The Parmentier we cooked for this recipe featured layers of mashed potato and scallop beards cooked with minced shallots and a duxelles, finely chopped white button mushrooms.   This was the first time I opened a scallop which is a simple procedure compared to oysters!  The main white muscle that we eat is the adductor muscle.  The beards are known as the “tripe” de St.
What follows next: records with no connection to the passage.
PR #203, opened 2016-05-31
add an option in partner balance for non-zero only

lepistone:
This options exists in the partner balance from the account module. It
was not there in the webkit module though. The naming is the same as
from the odoo module.

A very old commit message for the webkit report mentions this
functionality but apparently it is not there.

By default all partners are shown as before. This option works for both
PDF and XLS reports.

### DIFF
--- a/account_financial_report_webkit/report/common_partner_balance_reports.py
+++ b/account_financial_report_webkit/report/common_partner_balance_reports.py
@@ -23,6 +23,8 @@
 from collections import defaultdict
 from operator import add
 
+from openerp.tools.float_utils import float_is_zero
+
 from .common_balance_reports import CommonBalanceReportHeaderWebkit
 from .common_partner_reports import CommonPartnersReportHeaderWebkit
 
@@ -83,9 +85,11 @@ class CommonPartnerBalanceReportHeaderWebkit(CommonBalanceReportHeaderWebkit,
                     details[partner_id].get('credit', 0.0)
 
             if display_partner == 'non-zero_balance':
-                details = {k: v
-                           for k, v in details.iteritems()
-                           if abs(v['balance']) > 0.0001}
+                details = {
+                    k: v
+                    for k, v in details.iteritems()
+                    if not float_is_zero(v['balance'], precision_digits=5)
+                }
             res[account_id] = details
 
         return res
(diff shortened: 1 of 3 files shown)


account_financial_report_webkit/report/common_partner_balance_reports.py
```diff
@@ -80,6 +81,11 @@ def _get_account_partners_details(self, account_by_ids, main_filter,
                     get('init_balance', 0.0) + \
                     details[partner_id].get('debit', 0.0) - \
                     details[partner_id].get('credit', 0.0)
+
+            if display_partner == 'non-zero_balance':
+                details = {k: v
+                           for k, v in details.iteritems()
+                           if abs(v['balance']) > 0.0001}
```
mdietrichc2c: Why not use the `float_is_zero` util command?

account_financial_report_webkit/wizard/partner_balance_wizard.py
```diff
@@ -1,63 +1,51 @@
...
+        "Partner's", required=True, default='customer_supplier')
+    partner_ids = fields.Many2many(
+        'res.partner', string='Filter on partner',
+        help="Only selected partners will be printed. "
+        "Leave empty to print all partners.")
+
+    # same field in the module account
+    display_partner = fields.Selection(
+        [
+            ('non-zero_balance', 'With balance is not equal to 0'),
```
mdietrichc2c: "With non-zero balance"

mdietrichc2c:
A few comments, but :+1: on the rest

lepistone:
Thanks for the review @mdietrichc2c. I addressed your comments.

mdietrichc2c:
:+1:

account_financial_report_webkit/report/common_partner_balance_reports.py
```diff
@@ -80,6 +83,13 @@ def _get_account_partners_details(self, account_by_ids, main_filter,
                     get('init_balance', 0.0) + \
                     details[partner_id].get('debit', 0.0) - \
                     details[partner_id].get('credit', 0.0)
+
+            if display_partner == 'non-zero_balance':
+                details = {
+                    k: v
+                    for k, v in details.iteritems()
+                    if not float_is_zero(v['balance'], precision_digits=5)
```
damdam-s, line 91: Why `precision_digits=5` and not `precision_rounding` according to `Account` precision ?

damdam-s:
A question (non blocking) but :+1:

account_financial_report_webkit/report/common_partner_balance_reports.py
lepistone, line 91: In my mind this is not meant to be the business concept of rounding.

Instead I really want to compare with zero, so that is just a technical workaround for handling floats, and 5 digits is an arbitrarily high precision.

jcoux:
I tested this option for my project and it works correctly : :+1:

gurneyalex:
:+1:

Jacques or the intestinal tract of the scallop.  The orange coral is also a delicacy and is the ovary of the scallop.  That’s the sum of the parts on your plate!

The beards take a long time to cook, almost and hour, as they are the toughest part of the scallop.  To braise the beards, we sautéed shallots in a little butter, added the chopped beards and a little water with a paper lid on top to hold in the moisture.  Checking the water frequently to ensure it has not dried out is key.  The mushroom duxelle is added near the end of the cooking, the whole mixture is seasoned and ready to layer with a potato mash.  A strange dish to be sure, but I suppose it uses up all of the edible parts of the scallop.

The scallop was sautéed in butter on a medium high heat.  Scallops take no time at all to cook, should have a golden color on each side and be served medium doneness rather than cooked all the way through or they are like rubber.  Chewing rubber is very disagreeable.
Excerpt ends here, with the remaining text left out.